# [EXTRACTED RECORDS]
Issue #641, opened 2026-08-31
StateVecSoA::g operates on stale amplitudes: it never flushes the pending single-qubit gate queue


ciaranra:
## Summary

`StateVecSoA::g` (crates/pecos-simulators/src/state_vec_soa.rs, ~line 3999) reads and writes `self.real`/`self.imag` directly but never calls `flush_two_qubit`, unlike every sibling two-qubit gate (`cx` ~2963, `cz` ~3169, `iswap` ~3918, `sxx` ~3268). When single-qubit gates are queued, `g` silently operates on stale amplitudes and produces a wrong state with no error.

## Reproduction (executed)

2 qubits, `h(0); rz(0); ry(0)` then `g(0,1)`:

# [WHAT NEEDS TO BE DONE]
Could you retype the whole listing above without altering a word?

# [RESPONSE TO THE EXERCISE]
Issue #641, opened 2026-08-31
StateVecSoA::g operates on stale amplitudes: it never flushes the pending single-qubit gate queue


ciaranra:
## Summary

`StateVecSoA::g` (crates/pecos-simulators/src/state_vec_soa.rs, ~line 3999) reads and writes `self.real`/`self.imag` directly but never calls `flush_two_qubit`, unlike every sibling two-qubit gate (`cx` ~2963, `cz` ~3169, `iswap` ~3918, `sxx` ~3268). When single-qubit gates are queued, `g` silently operates on stale amplitudes and produces a wrong state with no error.

## Reproduction (executed)

2 qubits, `h(0); rz(0); ry(0)` then `g(0,1)`:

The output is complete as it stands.